Here are highlights from the latest report, published on Dec. 21:

63

Number of local governments and tribes that have declared an emergency due to water problems. Unchanged since Nov. 25.

86

Number of farmworkers enrolled in job training programs triggered by job losses related to the drought, as of Dec. 21, with $184,154 allocated for the program so far. Up from 80 farmworkers enrolled and $103,112 allocated as of Nov. 25.

2,588

Number of well failures, affecting 12,940 people, as of Dec. 9. This marks an increase since Nov. 25, when 2,455 dry wells were reported, affecting 12,275 people.

$594,953

Total subsidies paid to 2,966 low-income households by the Department of Community Services to help cover their water bills, as of Dec. 10. Up from $583,231 issued to 2,899 households as of Nov. 13.

825,717

Acres burned so far this year on U.S. Forest Service and CalFire-responsibility lands, across a total of 8,277 wildfires statewide.

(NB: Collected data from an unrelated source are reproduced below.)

PR #128, opened 2024-09-27
Requests benchmark tests

Kaszana102:
The only thing left, is converting action to on click only, i will convert to it, when approved


bstrzelecki:
Those benchmark will spend more time managing timers than actually running engine code. There is too little processing between time measurements, that it will not yield any meaningful results. And also they are testing only small sliver of possible requests that won't be representative of actual use of the engine.

Kaszana102:
> Those benchmark will spend more time managing timers than actually running engine code. There is too little processing between time measurements, that it will not yield any meaningful results. And also they are testing only small sliver of possible requests that won't be representative of actual use of the engine.

I'm sorry, that engine needs setting up? Or even that maketurn request mutates the game, so the game needs to be copied beforehand? Each request is tested in 3 three different timestamps of the same game, technicaly more are possible, but I believe those 3 show the complexity tendency. What do you mean by "small sliver of possible requests"? Each reuqest is tested. Each test uses the same game setup, which allows comparing all request in same scenario in different stage of a game. Making up any new scenario game is quite time consuming. Guess who was only making those?

Please provide any suggestions or fixes, which would please you. Your comment doesn't suggest any solution.

bstrzelecki:
Have you at the very least checked if the code you are pushing is actually useful?
> I'm sorry, that engine needs setting up? Or even that maketurn request mutates the game, so the game needs to be copied beforehand?

I'm not getting were you got that was an issue, mine problem was that while running benchmark almost half of the execution time is spent in starting and stopping timers, not actually running engine code. This mostly due to processing time of single request is too short to be reliably measured.

> Each request is tested in 3 three different timestamps of the same game, technicaly more are possible, but I believe those 3 show the complexity tendency. What do you mean by "small sliver of possible requests"? Each reuqest is tested. Each test uses the same game setup, which allows comparing all request in same scenario in different stage of a game. 

In this case you are measuring execution time of performing few particular requests in few particular circumstances which is in no way comparable to actual use case of the engine and thus rendering results of these benchmarks meaningless.

> Making up any new scenario game is quite time consuming. Guess who was only making those?

No one asked you to come up with specific game scenarios, utilizing many random(but reproducible) game is in every way sufficient for the purpose of the benchmarks.

> Please provide any suggestions or fixes, which would please you. Your comment doesn't suggest any solution.

Measuring processing time of requests made during full game (e.g. [this test](https://github.com/YetAnotherSpieskowcy/Carcassonne-Engine/blob/5c15ff011aa7d58299a63c5d018ddc9d82d467d7/python_bindings/tests/engine_test.py#L25) but in go) would be more representative sample. Also starting multiple games at the same time and then sending requests from those games in a single batch would solve the problem with timers mentioned earlier.

Jackenmen:
> e.g. [this test](https://github.com/YetAnotherSpieskowcy/Carcassonne-Engine/blob/5c15ff011aa7d58299a63c5d018ddc9d82d467d7/python_bindings/tests/engine_test.py#L25) but in go

Just as an FYI for potentially saving time, this has a Go counter-part which could be useful:
https://github.com/YetAnotherSpieskowcy/Carcassonne-Engine/blob/5c15ff011aa7d58299a63c5d018ddc9d82d467d7/pkg/engine/engine_test.go#L54

(+ the fuzzer also has a similar code https://github.com/YetAnotherSpieskowcy/Carcassonne-Engine/commit/3b7c266f7298a61d24ba55ac000791a39011d2ba)

pkg/engine/request_performance_tests/setup_engine.go
Lenetis, line 1: Please add some short comments explaining what each function in this file does. (PlayTurns specifically is a bit complicated to me - it isn't used anywhere and it returns a pointer to the engine and a serialized game. I think I understand what it does, but what is it used for?)

pkg/tilesets/tilesets.go
```diff
@@ -141,3 +141,37 @@ func StandardTileSet() TileSet { //nolint:gocyclo // shallow loops for adding ti
 		Tiles:        tiles,
 	}
 }
+
+func EveryTileOnceTileSet() TileSet { //nolint:gocyclo // shallow loops for adding tiles
+	var tiles = []tiles.Tile{}
+
+	tiles = append(tiles, tiletemplates.MonasteryWithoutRoads()) // 1
+	tiles = append(tiles, tiletemplates.MonasteryWithSingleRoad().Rotate(1))
+	tiles = append(tiles, tiletemplates.StraightRoads()) // 3
```
Lenetis, line 150: Since there aren't any loops here (like in the standard tileset), this could be simplified as:
```go
var tiles = []tiles.Tile{
    tiletemplates.MonasteryWithoutRoads(),
    tiletemplates.MonasteryWithSingleRoad().Rotate(1),
    tiletemplates.StraightRoads(),
    ...
}
```

Kaszana102:
Is it better now?

pkg/engine/request_performance_tests/play_game.go
```diff
@@ -0,0 +1,75 @@
...
+	"testing"
+
+	"github.com/YetAnotherSpieskowcy/Carcassonne-Engine/pkg/engine"
+	"github.com/YetAnotherSpieskowcy/Carcassonne-Engine/pkg/tilesets"
+)
+
+type TestedRequest func(games *[]engine.SerializedGameWithID, eng *engine.GameEngine, b *testing.B)
+
+func PlayGame(gameCount int, b *testing.B, testedRequest TestedRequest) {
+	b.StopTimer()
```
Lenetis, line 13: Why is there a StopTimer here?

pkg/engine/request_performance_tests/play_game.go
```diff
@@ -0,0 +1,75 @@
...
+		if err != nil {
+			b.Fatal()
+		}
+		games = append(games, game)
+	}
+
+	// for each turn
+	for range len(tilesets.StandardTileSet().Tiles) {
+
+		// at start before makiny any turn
```
Lenetis, line 32:
```suggestion
		// at the start before making any turn
```

pkg/engine/request_performance_tests/play_game.go
```diff
@@ -0,0 +1,75 @@
...
+			)
+		}
+		playTurnResp := eng.SendPlayTurnBatch(makeTurnRequests)
+
+		// update games
+		for i := range gameCount {
+			games[i].Game = playTurnResp[i].Game
+			if playTurnResp[i].Err() != nil {
+				b.Fatalf("%#v play turn failed. Reason: %#v", i, playTurnResp[i].Err().Error())
+			}
```
Lenetis, line 72: I'd reorder these two parts - no reason to assign the game if it has an error and will fail in the next line
```suggestion
			if playTurnResp[i].Err() != nil {
				b.Fatalf("%#v play turn failed. Reason: %#v", i, playTurnResp[i].Err().Error())
			}
			games[i].Game = playTurnResp[i].Game
```

pkg/engine/request_performance_tests/play_game.go
```diff
@@ -0,0 +1,75 @@
...
+import (
+	"testing"
+
+	"github.com/YetAnotherSpieskowcy/Carcassonne-Engine/pkg/engine"
+	"github.com/YetAnotherSpieskowcy/Carcassonne-Engine/pkg/tilesets"
+)
+
+type TestedRequest func(games *[]engine.SerializedGameWithID, eng *engine.GameEngine, b *testing.B)
+
+func PlayGame(gameCount int, b *testing.B, testedRequest TestedRequest) {
```
Lenetis, line 12: In all other functions `b *testing.B` is the last argument. For consistency, I'd advice to do it like so here as well

pkg/engine/request_performance_tests/play_game.go
```diff
@@ -0,0 +1,75 @@
...
+	}
+
+	// for each turn
+	for range len(tilesets.StandardTileSet().Tiles) {
+
+		// at start before makiny any turn
+		// test desired requests
+		for range b.N {
+			testedRequest(&games, eng, b)
+		}
```
Lenetis, line 36: Asking just to make sure - this is here so that we can test the requests in a "real" environment, during an actual game, instead of on an engine that has just started, right?

(At first I wasn't sure why do we need the whole PlayGame method, when only this line is the one that actually measures anything)

Lenetis (changes requested):

pkg/engine/request_performance_tests/clone_game_test.go
```diff
@@ -0,0 +1,26 @@
...
+
+	"github.com/YetAnotherSpieskowcy/Carcassonne-Engine/pkg/engine"
+)
+
+func SendCloneGameRequest(games *[]engine.SerializedGameWithID, eng *engine.GameEngine, b *testing.B) {
+	var ids []int
+	var err error
+	b.StartTimer()
+	for _, game := range *games {
+		ids, err = eng.CloneGame(game.ID, 10)
```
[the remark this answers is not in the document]
Kaszana102: fixed

pkg/engine/request_performance_tests/play_game.go
Kaszana102: because we want to measure only one of the specified request. We want to ignore any other delays sucha as: game set up, playing turn or getting legal moves. We want to measure how fast are request when called at the begining of the turn. That's why there's call  testedRequest(&games, eng, b), so the inside takes care of measurements. You can that inside tested function are Start and Stop timers

pkg/engine/request_performance_tests/play_game.go
Kaszana102: fixed

pkg/engine/request_performance_tests/play_game.go
Kaszana102: small nitpick but ok

pkg/engine/request_performance_tests/play_game.go
Kaszana102: consistenced

pkg/engine/request_performance_tests/play_game.go
Kaszana102: We want to measure the average time of a certain request during whole game, so we need to play it, and measure the request each turn. We test multiple different games at once, to have more reliable measurements. Moreover we check all turns, instead of single case, witch would some previous special setup.

pkg/engine/request_performance_tests/play_game.go
Lenetis: Ok, but what specific timer are we stopping here? If I understand correctly, there should be no timer started in this place - each tested request starts and stops timers within itself, and no more timers are started besides that. (ctrl+f finds 5 occurences of StartTimer and 6 of StopTimer). So I still don't understand

Kaszana102: timer literaly starts at the beginning of a test by default.

Lenetis: Ooo, now everything is clear, thanks

Lenetis (approved):

.github/workflows/requests_performance .yml
bstrzelecki, line 1: What is the reasoning for this being a separate job from the previous benchmarks?

pkg/engine/engine_test.go
```diff
@@ -587,3 +587,14 @@ func TestGameEngineSendBatchReturnsExecutionPanicErrorOnPanicEverywhere(t *testi
 	}
 	engine.Close()
 }
+
+func TestGenerateSeededGame(t *testing.T) {
```
bstrzelecki, line 591: What does this test?

.github/workflows/requests_performance .yml
Kaszana102: as i said in the pull request first comment, i will revert to onclick

bstrzelecki: What I meant is why it is not the part of [this](https://github.com/YetAnotherSpieskowcy/Carcassonne-Engine/blob/main/.github%2Fworkflows%2Fperformance.yml)

Kaszana102: combined

pkg/engine/engine_test.go
Kaszana102: Now compares the game's deck and seeded deck

.github/workflows/performance.yml
```diff
@@ -26,4 +26,20 @@ jobs:
       - name: Set up gotestfmt
         uses: GoTestTools/gotestfmt-action@v2            
       - name: Run tests
-        run: go test -v ./pkg/game/performancetests -bench=. -run=xxx -benchmem    
\ No newline at end of file
+        run: go test -v ./pkg/game/performancetests -bench=. -run=xxx -benchmem    
+        
+  request-performance-tests:
```
bstrzelecki, line 31: Okay, but there is no benefit compared to the previous version since we are setting up go and building our project twice anyways

bstrzelecki: It can be incorporated into a singe benchmark run

bstrzelecki (approved):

The wildfire total is up from 8,184 fires as of Nov. 25. Fire activity remains high, with 234 ongoing wildfires over the past two weeks.

1,069,540

Emergency food boxes distributed to community food banks since June 2014, averaging 13,250 boxes per week. About 965,930 boxes of food have been picked up by 502,390 households. That’s an increase of about 24,000 households since Nov. 25. An additional 9,600 boxes were set for delivery in the week ending Dec. 24 to Fresno, Kern, Riverside and Tulare counties.

2,361,208

Water, in acre-feet, held in Shasta and Oroville reservoirs, the state’s two largest, as of Dec. 23. Up from 2,261,214 as of Nov. 30. One acre-foot is enough for two average households for a year. (The same figures in cubic metres: 2,912,502,844 on Dec. 21, up from 2,789,162,244 on Nov. 30.)

$3,915,572

Emergency funding issued to 2,778 households as of Dec. 4 through the Drought Emergency Assistance Program (DEAP), which helps pay for rent, utilities and food aid for families affected by drought. Up from $3,151,972 allocated to 2,271 households reported on Nov. 13.

$468 million

Issued in grants to water systems for drought-related improvements as ordered by state emergency legislation in March 2015 out of $687 million allocated. Unchanged from Sept. 30.

Top image: In this Friday, Nov. 13, 2015 photo, Bart Fisher, farmer and president of the Palo Verde Irrigation District, picks up a rock on farmland left fallow in Blythe, Calif. The third-generation farmer who was born in Blythe left 29 percent of his farmland fallow this year. (Jae. C. Hong, Associated Press)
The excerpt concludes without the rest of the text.